Work item ::
Return each line exactly as written. Begin with the first line of the entries and end with the line that has "-32,8 +32,7 @@".

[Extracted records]
====================

PR #58, opened 2025-01-06
Document decision not to share code between scripts (for now)

rudokemper:
## Goal

We have discussed internally that for the time being, we will keep each script as self-contained as possible. Here I am explicitly documenting that in the repo's README.

I have also removed one TODO comment that is obviated by this decision.

### DIFF
--- a/README.md
+++ b/README.md
@@ -32,6 +32,9 @@ Note that Windmill also designates a `u/` directory for storing code per user on
 
 For information on developing scripts, see the [Windmill Scripts quickstart](https://www.windmill.dev/docs/getting_started/scripts_quickstart).
 
+While it is possible in Windmill to [share common logic across scripts with relative imports](https://www.
+windmill.dev/docs/advanced/sharing_common_logic) we have avoided doing so at this time. This decision aims to keep each script as self-contained as possible, promoting modularity and reducing interdependencies. As a trade-off, there may be some redundancy across common operations, such as writing to a database.
+
 You may develop within Windmill's code editor, or locally.  Developing locally has the advantage
 of being able to run tests.
 
--- a/README.md
+++ b/README.md
@@ -32,8 +32,7 @@ Note that Windmill also designates a `u/` directory for storing code per user on
 
 For information on developing scripts, see the [Windmill Scripts quickstart](https://www.windmill.dev/docs/getting_started/scripts_quickstart).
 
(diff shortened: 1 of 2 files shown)


README.md
```diff
@@ -32,6 +32,9 @@ Note that Windmill also designates a `u/` directory for storing code per user on
 
 For information on developing scripts, see the [Windmill Scripts quickstart](https://www.windmill.dev/docs/getting_started/scripts_quickstart).
 
+While it is possible in Windmill to [share common logic across scripts with relative imports](https://www.
+windmill.dev/docs/advanced/sharing_common_logic) we have avoided doing so at this time. This decision aims to keep each script as self-contained as possible, promoting modularity and reducing interdependencies. As a trade-off, there may be some redundancy across common operations, such as writing to a database.
```
IamJeffG, line 36: On one hand I am totally open to re-visiting this in the future.  On the surface it seems silly we don't share common logic already.

On the other hand, I think one of the main reasons for struggle with what's documented at that link is that it ignores that each script creates its own (different) dependency stack.  So any shared code needs to work with a wide range dependencies and/or declare its dependencies.  Short of making it a proper package, there's not an easier way to do that.

This, I think, is worth documenting.

README.md
```diff
@@ -32,6 +32,9 @@ Note that Windmill also designates a `u/` directory for storing code per user on
 
 For information on developing scripts, see the [Windmill Scripts quickstart](https://www.windmill.dev/docs/getting_started/scripts_quickstart).
 
+While it is possible in Windmill to [share common logic across scripts with relative imports](https://www.
```
IamJeffG, line 35: avoid line break in the URL.  Markdown won't render it right.

rudokemper: Oops, a typo.

README.md
rudokemper: Something else I'm curious about, and couldn't find information about in the docs: does the Windmill UI include module files containing common code in the list of Scripts? That might be another reason to keep the status quo. I'd vote against having modules mixed in with the core scripts that our users are operating. (And something I'd want to document.)

IamJeffG: I think this is the answer, from that link:

> your scripts do not necessarily need to have a main function. If they don't, they are assumed to be shared logic and not runnable scripts.

rudokemper:
https://github.com/ConservationMetrics/gc-scripts-hub/pull/77 negates the decision taken in this PR.

PR #208, opened 2026-05-29
feat(virtio-linux): EFI-bootable kernel + vmlinuz-efi output

norrietaylor:
Makes the `virtio-linux` kernel directly EFI-bootable, so it can boot under EFI firmware (e.g. OVMF, as used by `libkrun-efi`/`krunkit`) in addition to the existing direct-kernel-load VMMs.

**Changes:**
- Enable `CONFIG_EFI`, `CONFIG_EFI_STUB`, `CONFIG_ACPI`, `CONFIG_DMI`, `CONFIG_EFIVAR_FS` — adds the PE/COFF EFI-stub entry point and the ACPI/DMI support EFI firmware needs. Additive: the kernel still boots qemu/cloud-hypervisor/firecracker unchanged.
- New output `vmlinuz-efi`: the EFI-firmware-bootable image (uncompressed `Image` on arm64, since OVMF cannot unwrap `Image.gz`; the same `bzImage` on x86). The existing `vmlinuz` is unchanged.
- Bake a forced kernel cmdline (`CONFIG_CMDLINE_FORCE` + `console=hvc0 root=/dev/vda2 rootfstype=ext4 ro init=/sbin/stub-init`). OVMF launches the EFI-stub kernel with **empty** LoadOptions, so without a built-in cmdline the kernel has no `root=` and panics. This is a purpose-built microVM kernel for the Minimal VM image, whose disk convention is GPT { p1=ESP, p2=ext4 root } on `/dev/vda` — fair to bake. `init=/sbin/stub-init` is the current boot-verification entrypoint and becomes the in-VM agent (`/sbin/init`) later.

**Context:** consumed by the `alpine-virtio-linux` package, which assembles an EFI-bootable GPT disk (ESP + ext4 root) that krunkit boots.

**Validation:** validated end-to-end against krunkit 1.2.1 (libkrun-efi) on Apple Silicon — OVMF → kernel 6.12.43 → ext4 root → init. The `minimal build` CI check (external Linux build) is green, and `minimal check --packages virtio-linux` passes all 14 checkers locally (the artifact contains both `vmlinuz` and the EFI `vmlinuz-efi`).

### DIFF
--- a/packages/virtio-linux/build.ncl
+++ b/packages/virtio-linux/build.ncl
@@ -43,6 +43,7 @@ let version = "6.12.43" in
 
   outputs = {
     vmlinuz = { glob = "usr/share/virtio-linux/vmlinuz" } | OutputData,
+    vmlinuz_efi = { glob = "usr/share/virtio-linux/vmlinuz-efi" } | OutputData,
     config = { glob = "usr/share/virtio-linux/config" } | OutputData,
     system_map = { glob = "usr/share/virtio-linux/System.map" } | OutputData,
   },
--- a/packages/virtio-linux/build.sh
+++ b/packages/virtio-linux/build.sh
@@ -14,6 +14,10 @@ case "$(uname -m)" in
     # means the inner compression is gzip — no external wrap needed.
     KERNEL_TARGET=bzImage
     KERNEL_ARTIFACT=arch/x86/boot/bzImage
+    # bzImage already carries the EFI stub, so the EFI artifact is the same
+    # self-extracting image — no uncompressed variant needed on x86.
+    KERNEL_EFI_TARGET=bzImage
+    KERNEL_EFI_ARTIFACT=arch/x86/boot/bzImage
     HAS_KVM_GUEST_FRAGMENT=1
     ;;
   aarch64)
@@ -21,6 +25,10 @@ case "$(uname -m)" in
     # that qemu/cloud-hypervisor/firecracker all accept.
     KERNEL_TARGET=Image.gz
     KERNEL_ARTIFACT=arch/arm64/boot/Image.gz
+    # EFI firmware (e.g. OVMF) loads the kernel as a PE/COFF application and
+    # cannot unwrap the gzip, so the EFI artifact is the uncompressed Image.
+    KERNEL_EFI_TARGET=Image
+    KERNEL_EFI_ARTIFACT=arch/arm64/boot/Image
     HAS_KVM_GUEST_FRAGMENT=0
     ;;
   *)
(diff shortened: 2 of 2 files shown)


packages/virtio-linux/build.sh
```diff
@@ -135,16 +143,51 @@ $CFG --enable KVM_AMD
...
+# LoadOptions, so without a built-in cmdline the kernel has no root= and panics
+# ("Unable to mount root fs"). CMDLINE_FORCE overrides the empty bootloader
+# cmdline rather than the default *_FROM_BOOTLOADER (which would defer to the
+# empty one).
+#
+# init=/sbin/stub-init is the current boot-verification entrypoint; it becomes
+# the in-VM agent (/sbin/init) in a later iteration.
+$CFG --enable CMDLINE_BOOL
+$CFG --set-str CMDLINE "console=hvc0 root=/dev/vda2 rootfstype=ext4 ro init=/sbin/stub-init"
+$CFG --enable CMDLINE_FORCE
```
norrietaylor, line 171: Baking the cmdline here ties this kernel to the VM-image disk convention (`root=/dev/vda2`, `init=/sbin/stub-init`). That's intentional for a purpose-built microVM kernel and needs zero extra packages.

The alternative, if this kernel ever needs to stay generic (multiple image variants with different cmdlines, an initrd, or secure/measured boot): drop `CMDLINE*` here and supply the cmdline at the image-assembly layer via a **UKI** — `ukify`/systemd-stub embeds a `.cmdline` section into the EFI binary, set per-image without recompiling the kernel. Costs a systemd-stub package (+ deps), so deferred until one of those needs it. `init=/sbin/stub-init` also becomes the in-VM agent (`/sbin/init`) later.

twitchyliquid64: You can typically also set the kernel command line when you load the kernel, so i guess most of the time this is mostly a default

packages/virtio-linux/build.ncl
```diff
@@ -43,6 +43,7 @@ let version = "6.12.43" in
 
   outputs = {
     vmlinuz = { glob = "usr/share/virtio-linux/vmlinuz" } | OutputData,
+    vmlinuz_efi = { glob = "usr/share/virtio-linux/vmlinuz-efi" } | OutputData,
```
twitchyliquid64, line 46: Do we want to just ship vmlinuz_efi and skip the non-efi one, if we need efi for minvmd?

norrietaylor:
Closing as not planned - I wanted to use krunkit with this. I have since changed my mind. In the future if someone wants to use krunkit perhaps that is a different variant.

PR #229, opened 2026-06-07
add microvm-rootfs and virtio-kernel-raw packages

norrietaylor:
Two packages for running a libkrun-based Linux microVM.

## virtio-kernel-raw
Gunzips the `virtio-linux` `Image.gz` to an uncompressed aarch64 `Image`, which libkrun can load with `KRUN_KERNEL_FORMAT_RAW` — skipping its in-VMM gzip decompress for a faster microVM boot. build_deps: virtio-linux, gzip, bash, coreutils.

## microvm-rootfs
A read-only ext4 guest rootfs: snapshots the closure of socat + bash + coreutils, adds a small vsock bring-up init (`/sbin/microvm-init`: writes a `READY` marker on vsock 7350, then serves an echo on vsock 2222) and an `/etc/microvm/manifest` contract, prunes build-only bulk, and packs an ext4 image (`mke2fs -O ^has_journal`) to load as a virtio-blk block device. build_deps: socat, bash, coreutils, e2fsprogs.

## Validation
`minimal check microvm-rootfs virtio-kernel-raw` — all checkers pass (parse, import line, imports, fmt, naming, executable scripts, disallowed-patterns).

## Summary by CodeRabbit

* **New Features**
  * Produce raw virtio kernel images with automatic handling of compressed or uncompressed kernel artifacts.
  * Produce a read-only ext4 microVM root filesystem image suitable for microVM guests.
  * MicroVM rootfs includes a tiny init for readiness signaling, trimmed runtime contents, and automated sizing for packaging.


packages/microvm-rootfs/build.ncl
```diff
@@ -0,0 +1,27 @@
...
+  name = "microvm-rootfs",
+
+  # A read-only ext4 guest rootfs for a libkrun microVM. build.sh snapshots the
+  # closure of these build_deps (socat + bash + coreutils + their libs;
+  # e2fsprogs provides mke2fs at build time), drops in a small bring-up init,
+  # prunes build-only bulk, and packs an ext4 image to load as a virtio-blk
+  # block device.
+  build_deps = [
+    { file = "build.sh" } | Local,
+    socat,
```
twitchyliquid64: What is socat used for in the build script?

packages/microvm-rootfs/build.ncl
```diff
@@ -0,0 +1,27 @@
...
+    bash,
```
twitchyliquid64: Might make sense to depend on base instead for build_deps

packages/microvm-rootfs/build.ncl
```diff
@@ -0,0 +1,27 @@
...
+    coreutils,
+    e2fsprogs,
+  ],
+
```
twitchyliquid64, line 22: I think it would be more pure to depend on the things you need in the rootfs image as runtime_deps, as that’s kinda the vibe of runtime deps. Sounds like you probably want base, socat, core utils as runtime deps and everything else as build deps, but note in practice the union of both will show up in your rootfs.

twitchyliquid64 (approved):
I’ll approve it tho so your g2g when you’re happy with it

packages/microvm-rootfs/build.ncl
norrietaylor: it is placeholder will replace it later.

norrietaylor:
Addressed the feedback (commits 7133c1e, 3cd24e6):

**@twitchyliquid64 (dep hygiene)** — `microvm-rootfs` now declares `runtime_deps = [base, socat]` and `build_deps = [build.sh, e2fsprogs]` (e2fsprogs is build-only: it provides `mke2fs` to pack the image). `base` covers bash/coreutils/gzip.

**CodeRabbit:**
- *Build-only tools in the image* — the staged tree drops the e2fsprogs files (`usr/sbin`, the few `usr/bin` tools, `libext2fs/libe2p/libss`) before `mke2fs` runs (which executes from the sandbox PATH, not `$STAGE`). Verified against the built image: no `mke2fs`/`e2fsck` in `/usr/sbin`, e2fs libs gone, `socat`/`microvm-init`/`bin/sh` intact.
- *Init never failing on a missed READY* — added `[ "$i" -lt 50 ] || { echo …; exit 1; }` before the listener exec.
- *`|| true` swallowing the whole prune block* — scoped to the `find` only; `cd`/`rm -rf` failures now fail the build.
- *virtio-kernel-raw missing version plumbing* — added `version`, `attrs.upstream_version`, and `build_args { include version }`.

Both packages `minimal package --rebuild` clean.

PR #238, opened 2026-06-11
glibc 2.42→2.43 + C23-const FTBFS fixes (make stack + gcc)

bryan-minimal:
## What

glibc **2.42 → 2.43**, plus every FTBFS fix the full-fleet rebuild surfaced. Reshaped to **glibc-only** (binutils 2.46.1 already landed separately on main, so it's dropped here) and rebased onto current main (picks up the harnesses → `stacks/` migration). **Builds clean on amd64 + arm64.**

## Why

glibc 2.43 clears the glibc CVE backlog (CVE-2025-15281 + CVE-2026-5450 CRIT, etc.). Because glibc is libc, the bump rebuilds the entire fleet — which is what surfaced the FTBFS wave below.

## The C23-const FTBFS wave

glibc 2.43 implements ISO C23 const-preserving string macros — `strchr`/`strrchr`/`strstr`/`memchr`/`bsearch`/etc. now return `const char *` for a `const char *` argument. Pre-C23 code assigning the result to a plain `char *` trips **`-Werror=discarded-qualifiers`** and FTBFS. This is an ecosystem-wide wave, and our fleet hits it in two distinct shapes:

**1. The make-stack lever** — `stacks/make/stack.ncl` appends `-Wno-error=discarded-qualifiers` to the shared make-stack CFLAGS; it lands after a package's own `-Werror` (later flag wins), downgrading that one warning.

> ⚠️ **Honest scope note:** this lever only reaches packages that actually use the make stack. Most C packages here have a **hand-written `build.sh` that assigns its own `CFLAGS`** (an assignment, not an append), so they **bypass** the make-stack lever entirely. There's no in-repo universal interception point (the global `-fno-plt` etc. come from the build sandbox, not this repo). So the lever is correct + durable for make-stack packages, but the packages below needed individual fixes — surfaced one-at-a-time by the buildbot as it rebuilt the fleet.

**2. Per-package `build.sh` fixes** — for the hand-written-`build.sh` packages that also self-enable `-Werror` (their `-Werror` lives in upstream configure, invisible to a grep), the same `-Wno-error=discarded-qualifiers` goes into each package's own CFLAGS. It lands after their `-Werror` on the compile line (or after `$(AM_CFLAGS)` under automake), so the later flag wins.

**3. or-tools — a different class entirely** (not `-Werror`, a hard compile error). or-tools FetchContent's SCIP v10.0.0, which bundles **tinycthread** (a C11 `<threads.h>` shim doing `#define once_flag pthread_once_t`). glibc 2.43 surfaces its native `once_flag`/`call_once` into SCIP's translation unit, so that macro corrupts glibc's `typedef __once_flag once_flag;` into a `pthread_once_t` redefinition → "conflicting types". `-Wno-error` can't fix a hard error. or-tools 9.15 is already the latest release and hard-`FORCE`s SCIP `TPI=tny` in its bundled cmake (so a `-DTPI=...` is overridden), so we sed that to **`TPI=omp`** before cmake — SCIP uses its OpenMP task interface instead of tinycthread, staying parallel + THREADSAFE (libgomp is present from our gcc build). A `grep` guard fails the build loudly if upstream renames the line.

## Changes

| File | Change | Kind |
|------|--------|------|
| `packages/glibc/build.ncl` | 2.42 → 2.43 (+ sha256) | the bump |
| `stacks/make/stack.ncl` | fleet `-Wno-error=discarded-qualifiers` | durable (make-stack pkgs) |
| `packages/gcc/build.sh` | same downgrade via `CFLAGS_FOR_TARGET` (libgomp) | **interim** (retired by gcc-16) |
| `packages/libxcrypt/build.sh` | `-Wno-error=discarded-qualifiers` in CFLAGS (crypt-{gost,sm3}-yescrypt.c) | per-package |
| `packages/elfutils/build.sh` | `-Wno-error=discarded-qualifiers` in CFLAGS (libcpu/riscv_disasm.c) | per-package |
| `packages/strace/build.sh` | `-Wno-error=discarded-qualifiers` in CFLAGS (src/ioctl.c) | per-package |
| `packages/or-tools/build.sh` | SCIP `TPI` tny → omp (drop tinycthread) | tinycthread collision |

## For the reviewer (parked / notable)

- **gcc's fix is interim.** A gcc-16 bump retires `packages/gcc/build.sh` (gcc-16 patched its own libgomp upstream) but does **not** retire the fleet/per-package fixes — every other C program still trips the same break under any gcc against glibc 2.43, because the language semantics are unchanged.
- **The real toolchain-policy call** is `-Wno-error=discarded-qualifiers` (downgrade the one warning, used here) vs **`-std=gnu17`** (restores C17 prototypes so `strchr` returns `char *` — no warning at all, but a broader language-standard change). This PR takes the surgical `-Wno-error` route; the `-std=gnu17` switch can replace all of these levers later if the team prefers it.
- **or-tools `TPI=omp` tradeoff:** SCIP keeps parallelism via OpenMP instead of tinycthread. If OpenMP were ever unavailable it fails fast at *configure* (not after the long compile), and the fallback is `TPI=none` (single-threaded SCIP).
- **elfutils gotcha** (for anyone touching it later): its configure has **no `--disable-werror`** in this version — the CFLAGS flag is the reliable knob.

## Status

**Draft** — builds clean on both arches, but it's a toolchain-policy change (touches the C-build warning posture fleet-wide), so leaving it for explicit sign-off on the `-Wno-error` vs `-std=gnu17` direction before merge.


bryan-minimal:
### Added: gcc glibc-2.43 build fix (commit 4cf505f)

The first buildbot run failed building **gcc-15.2.0** against the new **glibc 2.43** headers — not glibc/binutils themselves. glibc 2.43 implements [ISO C23 const-preserving string macros](https://lists.gnu.org/archive/html/info-gnu/2026-01/msg00005.html): `strchr`/`strrchr`/`strstr`/`memchr`/… now return `const char *` for a `const char *` input. gcc-15.2.0 predates this, so `libgomp/affinity-fmt.c` (`char *q = strchr(p+1,'}')`) discards `const` → `-Werror=discarded-qualifiers` → FTBFS.

This is the **same C23 wave hitting the whole ecosystem right now** (openssl, grub, libevent, criu, …) — a known, documented event, not anything specific to us.

**Fix here (interim, surgical):** `-Wno-error=discarded-qualifiers` via `CFLAGS_FOR_TARGET` (the [documented knob](https://gcc.gnu.org/install/build.html) for target libs like libgomp) for gcc's *own* build only. It downgrades exactly that one warning — everything else stays `-Werror` — and the shipped compiler is byte-identical. The pointer is only used for `q - p`, never written, so it's source-pedantry, not a runtime bug.

**Clean follow-up:** bump gcc → **16.1.0**, which fixes this upstream and builds against glibc 2.43 with no workaround ([LFS pairs them directly](https://www.linuxfromscratch.org/lfs/view/development/chapter08/gcc.html)). That retires the band-aid; tracked separately as it's a major-version migration.

Refs are also inline in `packages/gcc/build.sh`.

bryan-minimal:
## 🚧 Moved to draft — needs a team decision on the glibc-2.43 C23 wave

Second buildbot run got past gcc but then **libxcrypt** failed with the *identical* pattern:
```
lib/crypt-gost-yescrypt.c:134: error: initialization discards 'const' qualifier ... [-Werror=discarded-qualifiers]
  char *hptr = strchr ((const char *) intbuf->retval + 3, '$');
```
So this is confirmed **fleet-wide**, not a gcc one-off (see the [previous comment](#) for root cause: glibc 2.43's ISO C23 const-preserving string macros). Patching package-by-package is whack-a-mole, and **gcc 16.1.0 would *not* help** — it only fixes gcc's own source, not libxcrypt/openssl/grub/etc.

### The systematic fix: one line in the shared make harness

The flags that land *after* each package's `-Werror` come from `harnesses/make/harness.ncl`:
```nickel
# harnesses/make/harness.ncl:9
CFLAGS = "-O2 -pipe -gno-record-gcc-switches",
```
Because these are appended last on every compile (confirmed in libxcrypt's command line: `… -Werror -fno-plt -march=… -O2 -pipe -gno-record-gcc-switches …`), adding the override here downgrades the one warning **fleet-wide for every make/autotools package, in a single line**:
```diff
-    CFLAGS = "-O2 -pipe -gno-record-gcc-switches",
+    CFLAGS = "-O2 -pipe -gno-record-gcc-switches -Wno-error=discarded-qualifiers",
```
gcc has a custom `build.sh`, so it's handled separately (the commit already in this PR). A handful of CMake/meson packages have their own harnesses — if any of *those* break, the same one-line override applies to `harnesses/cmake` / `harnesses/meson`.

### Why this is safe (but is a band-aid)
- Downgrades **exactly one** warning (`discarded-qualifiers`) error→warning; every other `-Werror` stays.
- The flagged code is **runtime-safe** — it's the old C17 `char *q = strchr(const…)` pattern where the pointer isn't written; byte-identical output.
- It does **not** change the language standard or any ABI.
- **Tech debt:** it *masks* the not-yet-const-correct code rather than fixing it. We unwind it when we adopt C23 properly.

### Decision for the team
| Option | Effect | Cost |
|---|---|---|
| **Global `-Wno-error=discarded-qualifiers` in harness** (proposed) | Whole wave gone, glibc 2.43 + CVEs land now | Band-aid / tech debt |
| **`-std=gnu17` in harness** | Broader — turns off *all* C23, not just this warning | Bigger hammer; also masks future C23 issues |
| **Per-package `const` patches** (what distros/upstreams do) | "Correct" C23-forward | Whack-a-mole across N packages |
| **Hold glibc 2.43** | Safe, no churn | glibc CVEs stay unpatched |
| **Bump gcc → 16.1.0** | Fixes *gcc only* — does NOT address libxcrypt/others | Major-version migration, doesn't solve the wave |

**My recommendation:** the global `-Wno-error=discarded-qualifiers` harness override is the pragmatic way to land glibc 2.43 (and clear the CVEs) **now** without whack-a-mole, then do the const-correct per-package fixes (or a gcc-16 bump) as deliberate follow-up. But this touches *every* C build, so it's a deliberate toolchain-policy call — hence draft + this writeup for discussion.

Refs: [glibc 2.43 C23 const macros](https://lists.gnu.org/archive/html/info-gnu/2026-01/msg00005.html) · [GCC CFLAGS_FOR_TARGET docs](https://gcc.gnu.org/install/build.html) · [LFS GCC-16.1.0](https://www.linuxfromscratch.org/lfs/view/development/chapter08/gcc.html)

msample (approved):
LGTM

twitchyliquid64 (approved):

PR #240, opened 2026-06-12
Update binutils 2.46.1 + coreutils 9.11 (base-soup bundle)

bryan-minimal:
Bundles two base-soup toolchain updates so the cascading rebuild lands as one unit:
- **binutils** 2.46.0 → 2.46.1
- **coreutils** 9.10 → 9.11

**glibc** has an update too but is **deferred** to a separate change (per request).

Both mirrored + **sha-verified against upstream ftp.gnu.org** (.tar.xz):
| pkg | sha256 | matches upstream |
|---|---|---|
| binutils-2.46.1.tar.xz | `e127a709…` | ✅ |
| coreutils-9.11.tar.xz | `394024ed…` | ✅ |

⚠️ Heads-up for the reviewer: coreutils' tarball was **manually verified/corrected** — pkgmgr's GNU-FTP parser grabbed the `.tar.gz` when `.tar.xz` was also available, so I re-mirrored + sha-checked the `.xz` by hand. A parser-preference fix (prefer `.tar.xz`) is a separate pkgmgr follow-up.

## Summary by CodeRabbit

* **Chores**
  * Updated binutils to version 2.46.1
  * Updated coreutils to version 9.11

### DIFF
--- a/packages/binutils/build.ncl
+++ b/packages/binutils/build.ncl
@@ -16,13 +16,13 @@ let glibc = import "../glibc/build.ncl" in
 let linux_headers = import "../linux_headers/build.ncl" in
 let zlib = import "../zlib/build.ncl" in
 
-let version = "2.46.0" in
+let version = "2.46.1" in
 {
   name = "binutils",
   build_deps = [
     {
       url = "gs://minimal-staging-archives/binutils-%{version}.tar.xz",
-      sha256 = "d75a94f4d73e7a4086f7513e67e439e8fcdcbb726ffe63f4661744e6256b2cf2",
+      sha256 = "e127a709cba24c76de8936cb7083dd768f28cd37eb010492e2f19b71eb1294e4",
       extract = true,
     } | Source,
     { file = "build.sh" } | Local,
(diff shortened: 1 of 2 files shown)


bryan-minimal:
Superseded by #242 — closing.

The binutils 2.46.0→2.46.1 + coreutils 9.10→9.11 bumps from this PR are carried verbatim in #242 (commit `34cfe32`, the base of that branch). #242 then stacks the fixes the cascade rebuild turned out to need:

- **libvips 8.18.2 → 8.18.3** — sharp 0.35.1 (pulled unpinned by `next/build.sh`) hard-requires libvips ≥ 8.18.3, released 2026-06-09.
- **next: glib build/runtime dep + surface glib include paths to the sharp native build** — libvips's public `vips/vips8` header pulls in `<glib-object.h>`, which `pkg-config vips-cpp` doesn't expose (glib is a `Requires.private`).

Splitting these out would just re-break the same cascade, so per the bundle-the-cascade convention they ride together in #242. Landing the whole base-soup bundle (binutils + coreutils + libvips + next) as one unit there.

====================

Your solution ::
PR #58, opened 2025-01-06
Document decision not to share code between scripts (for now)

rudokemper:
## Goal

We have discussed internally that for the time being, we will keep each script as self-contained as possible. Here I am explicitly documenting that in the repo's README.

I have also removed one TODO comment that is obviated by this decision.

### DIFF
--- a/README.md
+++ b/README.md
@@ -32,6 +32,9 @@ Note that Windmill also designates a `u/` directory for storing code per user on
 
 For information on developing scripts, see the [Windmill Scripts quickstart](https://www.windmill.dev/docs/getting_started/scripts_quickstart).
 
+While it is possible in Windmill to [share common logic across scripts with relative imports](https://www.
+windmill.dev/docs/advanced/sharing_common_logic) we have avoided doing so at this time. This decision aims to keep each script as self-contained as possible, promoting modularity and reducing interdependencies. As a trade-off, there may be some redundancy across common operations, such as writing to a database.
+
 You may develop within Windmill's code editor, or locally.  Developing locally has the advantage
 of being able to run tests.
 
--- a/README.md
+++ b/README.md
@@ -32,8 +32,7 @@ Note that Windmill also designates a `u/` directory for storing code per user on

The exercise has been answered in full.